Worked example — compute $10-6$ in 8-bit two's complement:

$10=00001010_2$

$-6$: start with $+6=00000110$; invert: $11111001$; add 1: $11111010_2$

  0000 1010   (+10)
+ 1111 1010   ( -6)
-----------
1 0000 0100   (carry-out discarded)

Result: $00000100_2=4_{10}$ ✓ (carry out of the MSB is discarded for correct results)

Overflow occurs when the result exceeds the range of $n$ bits. In two's complement: overflow is detected when the carry into the MSB differs from the carry out of the MSB.

	Unsigned binary	Two's complement
8-bit range	0 to 255	−128 to 127
Negative values	Not representable	Representable
MSB role	Place value $2^{n-1}$	Negative place value $-2^{n-1}$
Addition same?	Yes	Yes
Overflow detection	Carry out of MSB	Carry in ≠ carry out of MSB

The same 8-bit pattern has different meanings under unsigned vs two's complement:

• $10000000_2$ unsigned = $128_{10}$
• $10000000_2$ two's complement = $-128_{10}$

1. Using the wrong range formula

Unsigned $n$-bit range: $0$ to $2^n-1$. Two's complement $n$-bit range: $-2^{n-1}$ to $2^{n-1}-1$. Note the asymmetry — there is one more negative value than positive.

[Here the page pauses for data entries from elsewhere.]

PR #327, opened 2026-09-03
feat(scanner): add rule AZ-STOR-010 storage account missing private endpoint

### LINKED ISSUE #322: Add rule AZ‑STOR‑007 — Storage Account Missing Private Endpoint
## Rule Details
-  Rule ID: AZ-STOR-007
- Severity:  HIGH 
- Category: Storage 
- Frameworks: CIS / NIST / ISO 27001 / SOC 2

## What does it detect?
      This rule detects Azure Storage Accounts that do not have any Private Endpoint connections configured.
      A Storage Account without a Private Endpoint remains reachable over the public internet, increasing exposure to unauthorized access, data exfiltration, and network‑based attacks.

## Detection logic
- Query Storage Accounts using:
   Microsoft.Storage/storageAccounts

-Inspect the property:
  properties.privateEndpointConnections

-If:

   * The list is empty, or

   * The property is null, or

    * No Private Endpoint connection is in an Approved state

      → return one HIGH severity finding.

- If one or more Private Endpoints exist → return no findings.

## Why is this a security risk?
Storage Accounts exposed publicly can be accessed from any network on the internet.
Without Private Endpoints:

- Traffic does not stay inside the customer’s VNet

- Attack surface increases significantly

- Lateral movement becomes easier

- Compliance frameworks (CIS, NIST, ISO) are violated

- Sensitive data may be reachable from untrusted networks

Private Endpoints enforce network isolation, ensuring Storage traffic flows only through private IPs inside Azure VNets.

## Remediation steps
Azure CLI

az network private-endpoint create \
  --name <endpoint-name> \
  --resource-group <resource-group> \
  --vnet-name <vnet-name> \
  --subnet <subnet-name> \
  --private-connection-resource-id <storage-account-id> \
  --group-id blob

## Test plan
- [ ] Tested against real Azure free trial subscription
- [ ] Compliant case returns no findings
- [ ] Non-compliant case returns correct finding
- [ ] CLI playbook written and tested
- [ ] All four compliance framework JSONs updated

shariqueahmad108-ship-it:
Implements **#322** — a Storage rule that detects storage accounts reachable over the public network with **no approved Private Endpoint**.

> **Note on the rule ID:** the issue proposed `AZ-STOR-007`, but that ID is already used (Storage Account Allows TLS Below 1.2) and the storage rules currently run through `AZ-STOR-009`, so this lands as **`AZ-STOR-010`**. Happy to renumber if you'd prefer.

## Detection

For each storage account:
- If `public_network_access` is **`Disabled`** → **NOT_APPLICABLE** (already network-isolated regardless of private endpoints — no false finding).
- Else, flag (HIGH) when there is **no `privateEndpointConnections` entry whose `privateLinkServiceConnectionState.status` is `Approved`** (empty, null, or only Pending/Rejected connections).

Reads the real `azure.mgmt.storage.models` shape (`StorageAccount.private_endpoint_connections` → `PrivateEndpointConnection.private_link_service_connection_state.status`).

## Compliance mappings

| Framework | Control | |
|---|---|---|
| NIST CSF | `PR.AC-5` | Network integrity is protected |
| ISO 27001 | `A.13.1.3` | Segregation in networks |
| SOC 2 | `CC6.6` | Restricts access from outside the network boundary |
| CIS | `N/A-STOR-010` | No numbered CIS control for storage private endpoints — repo N/A convention (as AZ-STOR-006..009) |

## Tests

Four unit tests in `tests/test_rules_storage.py`, exercising **genuine SDK models** (`PrivateEndpointConnection` / `PrivateLinkServiceConnectionState`), not just `SimpleNamespace`:
- approved Private Endpoint → no finding
- `public_network_access=Disabled` → NOT_APPLICABLE
- no Private Endpoint, public reachable → one HIGH finding
- only a Pending connection → flagged (not Approved)

```
pytest tests/test_rules_storage.py   -> 23 passed
ruff check .            -> clean
ruff format --check .   -> clean
```

## Honest testing note

I don't have an Azure subscription, so I couldn't run this against a live account. The detection is fully covered by the unit tests above, which instantiate real `azure-mgmt-storage` models so the attribute shape (`private_endpoint_connections`, `private_link_service_connection_state.status`) is validated against the pinned SDK rather than invented.

Includes the remediation playbook (`fix_az_stor_010.sh`) with guarded args.

Resolves #322.

### DIFF
--- a/compliance/frameworks/cis_azure_benchmark.json
+++ b/compliance/frameworks/cis_azure_benchmark.json
@@ -33,6 +33,11 @@
       "control_name": "Required Blob Container Immutability Missing",
       "description": "OpenShield checks this service-specific control without claiming an unrelated CIS recommendation."
     },
+    "AZ-STOR-010": {
+      "control_id": "N/A-STOR-010",
+      "control_name": "Storage Account Missing Private Endpoint",
+      "description": "OpenShield checks this service-specific control without claiming an unrelated CIS recommendation."
+    },
     "AZ-DB-005": {"control_id": "N/A-DB-005", "control_name": "SQL Server Microsoft Entra-Only Authentication Not Enforced", "description": "Service-specific OpenShield control."},
     "AZ-DB-006": {"control_id": "N/A-DB-006", "control_name": "SQL Vulnerability Assessment Not Configured", "description": "Service-specific OpenShield control."},
     "AZ-DB-007": {"control_id": "N/A-DB-007", "control_name": "SQL Auditing Retention Below Minimum", "description": "Service-specific OpenShield control."},
--- a/compliance/frameworks/iso27001.json
+++ b/compliance/frameworks/iso27001.json
@@ -33,6 +33,11 @@
       "control_name": "Required Blob Container Immutability Missing",
       "description": "OpenShield checks this service-specific control without claiming an unrelated ISO 27001 recommendation."
     },
+    "AZ-STOR-010": {
+      "control_id": "A.13.1.3",
+      "control_name": "Segregation in networks",
+      "description": "A storage account reachable over the public network has no approved Private Endpoint, leaving its blob/file/queue/table endpoints on the public internet. A.13.1.3 requires segregation of networks; a Private Endpoint isolates storage traffic within the private VNet."
+    },
     "AZ-DB-005": {"control_id": "A.9.4.2", "control_name": "Secure log-on procedures", "description": "SQL authentication is restricted to approved Entra identities."},
     "AZ-DB-006": {"control_id": "A.12.6.1", "control_name": "Management of technical vulnerabilities", "description": "Required SQL vulnerability assessment is configured."},
     "AZ-DB-007": {"control_id": "A.12.4.1", "control_name": "Event logging", "description": "SQL audit logs are retained according to policy."},
--- a/compliance/frameworks/nist_csf.json
+++ b/compliance/frameworks/nist_csf.json
@@ -33,6 +33,11 @@
       "control_name": "Required Blob Container Immutability Missing",
       "description": "OpenShield checks this service-specific control without claiming an unrelated NIST recommendation."
     },
+    "AZ-STOR-010": {
+      "control_id": "PR.AC-5",
+      "control_name": "Network integrity is protected",
+      "description": "A storage account reachable over the public network has no approved Private Endpoint, so its data-plane endpoints stay internet-reachable. PR.AC-5 requires that network integrity is protected; a Private Endpoint keeps storage traffic on private IPs inside the VNet."
+    },
     "AZ-DB-005": {"control_id": "PR.AC-6", "control_name": "Identity proofing and authentication", "description": "SQL authentication is restricted to approved Entra identities."},
     "AZ-DB-006": {"control_id": "DE.CM-8", "control_name": "Vulnerability scans are performed", "description": "Required SQL vulnerability assessment is configured."},
     "AZ-DB-007": {"control_id": "PR.PT-1", "control_name": "Audit/log records are determined, documented, implemented, and reviewed", "description": "SQL audit logs are retained for at least 90 days in accordance with the defined audit policy."},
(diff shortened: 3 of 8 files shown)


TFT444 (changes requested):
The rule logic, SDK attribute paths, enum handling, playbook, and compliance mappings are all correct. The four tests cover the main paths well. Two issues need fixing before merge.

---

## Bug 1  No test for `private_endpoint_connections = None` (potential false positive in production)

The rule's `_has_approved_private_endpoint` helper does:

```python
for connection in getattr(account, "private_endpoint_connections", None) or []:
```

The `or []` means a `None` value (what `StorageAccount.__init__` sets by default before the SDK populates it from the API response) is silently treated as "no approved endpoint," flagging the account as HIGH. That is the safe direction for a security rule, but if `get_storage_accounts()` returns real SDK objects whose PE list was not populated (e.g., because the caller lacks `Microsoft.Storage/storageAccounts/privateEndpointConnections/read` permission), every such account gets a false HIGH finding.

The fix is not to change the rule logic but to:
1. Add a test asserting the current behavior so it is documented and intentional.
2. Add a `logger.warning` for the `None` case (consistent with how `az_stor_009.py` handles `None` container lists and `az_sc_002.py` handles unknown `public_network_access`), so operators can distinguish a real absence of PEs from a permissions gap.

---

## Bug 2 `docs/rules-reference.md` not updated

Every existing storage rule through AZ-STOR-009 has a row in `docs/rules-reference.md`. AZ-STOR-010 has no row. The engine auto-discovers rules via glob so the rule runs, but the reference doc is the human-readable registry rendered on the learn page. Please add the missing row.

---

## Observation (not blocking, pre-existing) stale control ID in `nist_csf.json`

The AZ-STOR-010 NIST CSF entry in the diff is correct (`PR.AC-5`), but a nearby pre-existing entry for AZ-DB-007 in the same file uses `"control_id": "A.12.4.1"` which is an ISO 27001 ID in a NIST file. Not introduced by this PR and not a blocker here, but flagging since the author touched this file.

---

## Verified correct

Detection field path (`private_endpoint_connections` → `private_link_service_connection_state.status`) is correct per the pinned Azure SDK. `enum_str` handles both real SDK enums and plain strings correctly. No RULE_ID collision. Playbook (`fix_az_stor_010.sh`) exists, uses `set -euo pipefail`, validates args, correctly creates the PE then disables public network access. All 4 compliance frameworks updated with accurate control mappings. NOT_APPLICABLE handling for `public_network_access == "Disabled"` accounts is correct.

parthrohit22 (changes requested):
I reviewed the rule implementation, Azure SDK usage, compliance mappings, remediation playbook, and tests.

The core detection logic looks correct, but two issues remain: unavailable private-endpoint evidence is silently treated as confirmed absence, and `AZ-STOR-010` is missing from the rules reference documentation.

Please address both issues and add the corresponding regression coverage before requesting another review.

TFT444 (approved):
Re-reviewed. Both issues resolved: private_endpoint_connections = None is now treated as indeterminate (UNKNOWN) with a log warning and a regression test, and AZ-STOR-010 is documented in rules-reference.md. Approved.

TFT444 (approved):
Both blockers from the prior reviews are resolved: the `private_endpoint_connections = None` path now returns UNKNOWN with a `logger.warning` and has a regression test, and AZ-STOR-010 is documented in `docs/rules-reference.md`. CI is green on the approved commit. Approving.

TFT444:
@parthrohit22 @ritiksah141  can you re-review please its good to go from my side

parthrohit22 (approved):
Re-reviewed `94ea7cf`. Both items from my 6 Sep review are addressed — approving.

**1. Unavailable evidence is no longer treated as confirmed absence.** `private_endpoint_connections is None` now logs and `continue`s as indeterminate, and only a genuine empty list (or a list with no Approved connection) produces a finding. The docstring states the distinction explicitly, which matters here because the next reader's instinct is to collapse `None` and `[]` back together. `test_stor_010_unavailable_evidence_is_indeterminate_not_flagged` pins it, so a regression fails CI rather than quietly resurfacing a false HIGH on an account whose connections simply weren't populated.

Treating `public_network_access: Disabled` as NOT_APPLICABLE before the private-endpoint check is also the right ordering — an account closed to the public network isn't exposed regardless of how it got there.

**2. Documentation.** `AZ-STOR-010` is in `docs/rules-reference.md` with its severity, category and framework mappings.

CI green, remediation playbook present and named per convention. Thanks for the quick turnaround on both.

2. Forgetting to add 1 when negating

Inverting the bits alone gives the one's complement, not the two's complement. The +1 step is essential. Omitting it gives the wrong result.

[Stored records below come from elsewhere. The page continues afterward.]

Issue #304, opened 2026-08-21
infra: establish one reproducible enterprise deployment and operations baseline


m-khan-97:
## What is missing

Render configuration, Terraform, Docker and Compose describe different systems. Terraform omits staging and the worker, contains placeholder remote-state configuration, and has no committed provider lock. The deployed RAG vector store is neither built nor mounted. There are no project SLOs, alert ownership, RTO/RPO, restore drill, capacity evidence or tested coordinated rollback.

Runtime dependencies are also resolved from broad/unhashed requirements, while release images are published independently of the strongest signed source-release gate.

## Required work

Choose one authoritative deployment topology and make it reproducible, observable and recoverable.

## Acceptance criteria

- Live resources are imported into one approved IaC source of truth with locked state/providers and drift checks.
- Production and isolated staging include API, worker, database, backups, alerts and required data artifacts.
- RAG is a versioned verified artifact/managed store or its unavailable features are disabled.
- Runtime/dev dependencies are separated and locked with hashes; vulnerability exceptions have owner, issue and expiry.
- Container digest is tied to a verified main-ancestor release tag, scanned, SBOMed, attested and signed.
- SLOs, alert routes, on-call ownership, capacity limits, retention, RTO and RPO are approved.
- Backup restore, expand/contract migration and coordinated rollback drills are executed and recorded.
- API and worker metrics are observable from the deployed topology.

Related: #199 and #243.

m-khan-97:
I am picking up the Python dependency-reproducibility slice of this issue: separate runtime and test inputs, generate fully pinned hash-checked locks for the supported runtime, and verify their use in CI and the container install. This does not take over deployment topology, cloud changes or the wider operations work. I will keep those out of this PR and leave #304 open for the remaining acceptance criteria.

m-khan-97:
The dependency-reproducibility slice is now ready for review in #336. It separates runtime/development inputs, adds pinned hash-checked locks, and verifies them through the existing CI gate. Local validation: 994 tests passed, 86.50% coverage, clean runtime/development installs, and no known vulnerabilities from the runtime audit under the existing policy. Ritik and Vishnu have been requested for review; CI is running. This is only one slice of #304, so the issue remains open for the deployment, release and operations work.

m-khan-97:
[...]

PR #336, opened 2026-09-08
build: lock Python runtime and development dependencies with hashes

m-khan-97:
## What changed

I am taking the dependency-reproducibility slice of #304. Production currently installs test tools and resolves transitive dependencies afresh; this makes a successful CI run less useful as evidence for the next deployment.

- Separate direct runtime, development and lock-tool inputs.
- Commit fully pinned SHA-256 locks, with development constrained to the production package versions.
- Require hashes and binary wheels in the container, native Render build commands, deployment workflow and relevant CI installs.
- Verify input/lock consistency within the existing rule-validation gate. The check operates in a temporary directory and preserves compatible pins rather than upgrading on every CI run.
- Add 12 regression checks, including offline good/bad wheel hashes, stale-lock handling, runtime/dev separation and CI wiring.
- Document the update process and declare Python 3.11 as the repository's native-build default, matching CI and Docker.

Existing exact direct runtime pins are preserved. Previously open ranges and transitive dependencies now have explicit versions. No scanner features, live cloud settings, review-policy changes or new vulnerability exceptions are included.

## Validation

- Clean Python 3.11/Linux development installation with `--require-hashes --only-binary=:all:` and `pip check` passed.
- Separate clean runtime installation and API/scanner imports passed; pytest, coverage, ruff and pip-tools are absent from that environment.
- The runtime environment also built the container's BM25 artifact successfully (984 chunks). A subsequent targeted hallucination-guard run passed 2 tests and skipped 2 requiring an AI API key; no live LLM was called.
- Input/lock consistency check passed.
- Full local pytest suite: **994 passed, 9 skipped; 86.50% API/scanner coverage**, above the existing 80% gate. Skips were three missing-BM25-index tests and six PostgreSQL-dependent cases. One existing pytest iterator-deprecation warning remains.
- All 12 dependency-lock tests passed, including rejection of a mismatched wheel hash without network access.
- Repository-wide ruff check and format check passed; `git diff --check` passed.
- Runtime pip-audit with the existing CI exception arguments reported no known vulnerabilities. No exceptions were added or relaxed.

## Limits and review notes

Docker is unavailable locally, so the existing container runtime/scan CI job must validate the image. Live Azure, PostgreSQL integration and deployment were not exercised locally. Before deployment, verify that a Render dashboard `PYTHON_VERSION` does not override `.python-version`.

This does not claim a fully reproducible container: base-image/OS packages and the existing pip/setuptools/wheel bootstrap remain separate work. Security-scanner tooling also retains its existing independent environments.

Refs #304 — intentionally not closing it. Deployment topology, release provenance, backup/restore drills and operations acceptance criteria remain open.

## Dependencies

Depends-On: none


m-khan-97:
CI caught an integration mistake in my lock-check setup: creating .lock-tools inside the checkout caused the existing credential scan to inspect pip/setuptools placeholder strings. I have moved the tool environment into RUNNER_TEMP and added a regression assertion for that boundary. The credential scan and its patterns are unchanged. All 19 focused dependency/container-configuration tests and lint/format checks pass locally. The new commit triggers a fresh CI run.

parthrohit22 (approved):
Reviewed `9358488`. The three-tier split (runtime / dev constrained to `-c requirements.txt` / isolated lock tooling in `requirements-lock.*`) is the right shape, and the enforcement is consistent across the surfaces that matter: `--require-hashes --only-binary=:all:` in the Dockerfile, all four `render.yaml` build commands, the CI installs, and `deploy.yml`, each followed by `pip check`.

Verified locally:

- `requirements.txt` pins 66 packages, every one carrying `--hash=sha256:` lines; every direct dependency in `requirements.in` is present as an `==` pin in the lock.
- All 12 `tests/test_dependency_locks.py` pass, including the offline mismatched-wheel-hash rejection.
- `scripts/lock_dependencies.py --check` seeds the temp resolve with the committed `.txt` files, so only a genuine input change (not a new upstream release) makes the gate fail — that's the usual pip-tools-in-CI failure mode handled well.
- All 21 PR checks are green, including Container Scan (Trivy), SCA (pip-audit) with the existing exception args, and Rule & Compliance Validation (which runs the lock check).

Non-blocking:

1. The `Install ruff` lint step now installs the full `requirements-dev.txt` (runtime + ~40 Azure SDKs + pytest) under `--require-hashes` just to get `ruff`. It works, but a `ruff`-only pinned+hashed input would keep the lint job lean and independent of the runtime resolution.
2. `lock_dependencies.py --check` still needs PyPI reachable to re-resolve changed inputs; a registry outage fails that step even when the locks are correct. The seed-with-committed-locks logic keeps this to genuine input diffs, so acceptable — a one-line note in the CI step would set expectations.
3. Dockerfile's `pip==26.1.2 setuptools==83.0.0 wheel==0.46.3` bootstrap is still unhashed. The PR body scopes this out explicitly; flagging only so it's a recorded boundary.
4. `.python-version` (3.11) is enforced only by `lock_dependencies.py`, and only for lock generation. The Dockerfile `FROM` and CI `setup-python` still name their versions independently. Consistent today; an assertion that the Dockerfile base tracks `.python-version` would harden against future drift.

None of these block. Approving.

ritiksah141 (approved):

ritiksah141 (approved):

m-khan-97:
@Vishnu2707, could you take the final review when you have a moment? Parth and Ritik have approved the current head, the checks have no failures, and there are no unresolved review threads. GitHub still marks merging as blocked, so I am leaving it unmerged and not bypassing any protections. The scope and remaining #304 work are recorded in the PR.

Vishnu2707 (approved):
Approved, LGTM.

TFT444 (approved):
--require-hashes --only-binary=:all: is enforced consistently across CI jobs, Dockerfile, and Render build commands. The three-layer split (runtime / dev / lock-tool) is clean and the lock script documents the update workflow. Approved.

3. Not discarding the carry-out in subtraction

When subtracting with two's complement, a carry-out of the MSB is expected for a correct positive result. It must be discarded, not included in the answer.

4. Misreading the sign of a two's complement number

A leading 1 does not mean the number is a large positive. $11111111_2$ two's complement = $-1$, not $255$.